The University of Arkansas in Fayetteville announced Ranu Jung will be the founding executive director of the university’s $194 million Institute for Integrative and Innovative Research (I3R).
Jung has been the head of the Department of Biomedical Engineering at Florida International University since 2011. She will start at I3R in December.
“We are thrilled to welcome Dr. Jung to the University of Arkansas,” said UA interim Chancellor Charles Robinson. “The Institute for Integrative and Innovative Research will propel the University of Arkansas as a global leader in discovery and applied innovation, and Dr. Jung is the ideal leader to help take us there. She is a world-renowned researcher and visionary.”

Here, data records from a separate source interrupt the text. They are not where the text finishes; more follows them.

PR #596, opened 2022-02-28
ANIMDEFS temporary fix

DeathEgg:
now with just the important commit

### DIFF
--- a/common/p_spec.cpp
+++ b/common/p_spec.cpp
@@ -522,67 +522,77 @@ static void ParseAnim(OScanner &os, byte istex);
 //
 static void P_InitAnimDefs ()
 {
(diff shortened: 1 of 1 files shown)


common/p_spec.cpp
```diff
@@ -522,67 +522,77 @@ static void ParseAnim(OScanner &os, byte istex);
...
+					{
+						os.error("Unknown error reading in ANIMDEFS");
+					}
 				}
 			}
 		}
 	}
+    catch (CRecoverableError &)
+    {
+
```
leximayfield, line 583: I feel like this could use a warning, but not worth holding up the commit over.

leximayfield (approved):

PR #600, opened 2022-03-01
MAPINFO skill definitions and misc bugfixes

DeathEgg:
Adds support for the ability to define custom skills and serializes the default IWAD skill definitions. The following ZDoom MAPINFO skill definition tokens are implemented:

* AmmoFactor
* DoubleAmmoFactor
* DamageFactor 
* FastMonsters
* DisableCheats
* EasyBossBrain
* RespawnTime 
* SpawnFilter (modified so baby = easy and hard = nightmare, since Odamex doesn't support 5 difficulty mode spawn filters)
* InstantReaction
* PicName 
* MustConfirm 
* Key 
* HealthFactor
* ArmorFactor

skill_t in doomdef.h is essentially deprecated, but some horde mode code uses it still. That code should probably be modified to work with the new SkillInfos system instead.

Also, a bunch of parser bugs and crashes are fixed too.


leximayfield (approved):
LGTM

PR #911, opened 2023-09-21
Implement sv_curpwad to allow scripting based on wad names

loopfz:
This is meant to simplify coop server administration to allow customizing compatibility cvars, g_thingfilter (to remove too generous coop things in some wads), or sv_doubleammo (e.g. to compensate for a wad not designed for coop play) differently for each wad featured on the server.

Example use in a `sv_startmapscript` file :
```
alias "boomphys" "set co_allowdropoff 1; set co_boomphys 1; set co_novileghosts 1; set co_removesoullimit 1"
if sv_curpwad eq EVITERNITY.WAD boomphys
if sv_curpwad eq OVERBOARD.WAD boomphys
// etc.
```

PR #914, opened 2023-10-01
co_deadplayertarget: enemies keep chasing a dead player to avoid rare map bugs

loopfz:
I discovered a weird/broken behavior on Lunatic map05.

The map functions this way:

- you start in a secluded area, which is in the same sound propagation zone as *all* the monster closets of the map
- you have to shoot a switch to reach the next area, thus waking up *all* enemies
- you then teleport to the main arena. This sets free a voodoo doll on a conveyor belt which progressively releases monster closets to spawn the enemy waves in the main arena

The weird behavior was: enemy waves would randomly stop in the middle of the map.

I suspected something might be wrong with the voodoo dolls, but after checking the doll progression and all the closet states, it was fine.

Then I realized that the remaining monsters were actually idle in their closet, not awake. And since there are no conveyor belts in the closets, they just sit there. See the demo: http://doom.koholint.io/odamex-config/misc/odamex_lunatic_map05_bug.odd

 I wondered if there might be a sound propagation issue, so I experimented with `P_RecursiveSound` a bit, backporting boom code for testing purposes. This was a dead end, everything was fine.

It turns out the root cause is simpler: it was tied with player deaths.
When the player who fired at the switch initially, died, enemies dropped their target, which means those that didnt teleport in yet were stuck forever unless a respawning player happened to fire in the starting area (because the main arena is in a different sound propagation zone).

Different map design leading to different sound propagation zones, or a linedef to close the door in the initial area after teleporting would fix this specific map, but this seems like a general enough (if slightly odd) issue to fix it in the server itself instead of the map.

To fix it, I pick a new target among the players for awaken enemies when a player being targeted is either dead or spectates. This is a bit arbitrary, e.g. it puts more emphasis on the players at the start of the playerlist since it uses the first eligible one, and it also doesnt account for position at all which may lead to slightly odd behavior if the new target happens to be *far away* from the enemy whereas other players were right there.

I'm interested in hearing your thoughts about this one, it took a while to track down for me and the fix is a bit experimental.

### DIFF
--- a/common/c_cvarlist.cpp
+++ b/common/c_cvarlist.cpp
@@ -323,6 +323,9 @@ CVAR_RANGE(sv_countdown, "5",
 	CVAR(			co_blockmapfix, "0", "Fix the blockmap collision bug",
 					CVARTYPE_BOOL, CVAR_ARCHIVE | CVAR_SERVERINFO | CVAR_LATCH)
 
+	CVAR(                   co_deadplayertarget, "0", "Enemies keep chasing a dead player",
+					CVARTYPE_BOOL, CVAR_ARCHIVE | CVAR_SERVERINFO)
+
 
 	// Boom-compatibility changes
 	//------------------------------
--- a/common/c_cvarlist.cpp
+++ b/common/c_cvarlist.cpp
@@ -120,6 +120,10 @@ CVAR_RANGE(			sv_monstershealth, "1.0", "Amount to multiply monster health by",
 					CVARTYPE_FLOAT, CVAR_SERVERARCHIVE | CVAR_SERVERINFO | CVAR_LATCH | CVAR_NOENABLEDISABLE,
 					0.0f, 100.0f)
 
+CVAR(                           sv_deadplayertarget, "0", "Enemies keep chasing a dead player",
+					CVARTYPE_BOOL, CVAR_SERVERARCHIVE | CVAR_SERVERINFO)
+
+
 CVAR_RANGE(			sv_skill,"3", "Sets the skill level, values are:\n" \
 					"// 0 - No things mode\n" \
 					"// 1 - I'm Too Young To Die\n" \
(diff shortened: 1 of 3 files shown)


loopfz:
Also, I realize this could (should?) probably be governed by a `co_` cvar, but I wanted to get the discussion going about the merits of changing this behavior or not and discuss the logic itself before going any deeper.

loopfz:
I tested in Woof coop with `-complevel 9` and, as expected, reproduced the issue, so I hid this under a new compatibility cvar in the `Fixes to Vanilla` category.

loopfz:
After sleeping on it I tried to make the logic less weird:

- if co_deadplayertarget is enabled, enemies will keep the player corpse as their target
- corpse garbage collection is prevented by forcing deadtic to 0 while it is still referenced as a target
- enemies targeting a corpse look for new targets via sound+sight, while still moving towards the corpse until then
- they do not shoot the corpse

As soon as a corpse isnt targeted anymore, it is released after deadtic reaches REMOVECORPSESTIC.

I'm still debating how worthwhile this fix is. It's definitely niche, but I guess it could help wads that were not designed for coop play smoother in coop (like Lunatic, which was only tested for single player).

fuzztooth:
Thanks.  We will check this out and respond with feedback.

bcahue (changes requested):
I'm not a fan of the monsters being active while the server is empty if everyone leaves (and if sv_freezetime isn't enabled), is there any chance this could be refactored into activating if a player has spawned in, and online only? (as in, making it an sv_ flag)

loopfz:
@bcahue what do you think now?

I've updated the koholint servers to run this latest version of this PR, along with #899 and #911, rebased to stable tip for further testing.

Btw I've had time to reflect on this change since it has been running on my coop servers for the past year (and used frequently by my playgroup in coop). We've never encountered a weird side effect, but it has given me peace of mind when playing maps that clearly weren't designed for multiplayer, so I think this is pretty useful overall.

The institute is designed to invigorate the university’s research, development and marketability of discoveries after a $194.7 million gift from the Walton Family Charitable Support Foundation in July 2020. Jung has been awarded more than $27 million in research grants and has 12 U.S. patents in biomedical and neural engineering.
At FIU, Jung developed technologies to help mitigate the effects of limb amputation and neurodegenerative diseases.
“I am deeply honored to have been selected as the founding executive director of I3R, a visionary, pioneering, trans-disciplinary institute,” Jung said. “We will nurture creativity, foster inclusivity and draw from all that our community has to offer, to pursue research excellence and transform discoveries, to create the future NOW — for the university, for northwest Arkansas, for the nation and for all humankind.”
Jung will help develop the new $88 million research facility that will be built on the UA campus and help hire the directors and faculty for the five “innovation clusters” within the I3R: data science, food and technology, materials science, bioscience and integrative systems neuroscience.
“Dr. Jung’s leadership, commitment to diversity and success in commercialization make her the perfect person to make I3R the standard for integrative innovation and university outreach,” said John English, the university’s vice chancellor for research and innovation. “Her groundbreaking work in neural engineering will put the U of A at the forefront of this exciting field and will help attract outstanding researchers to build on the success of our innovation clusters.”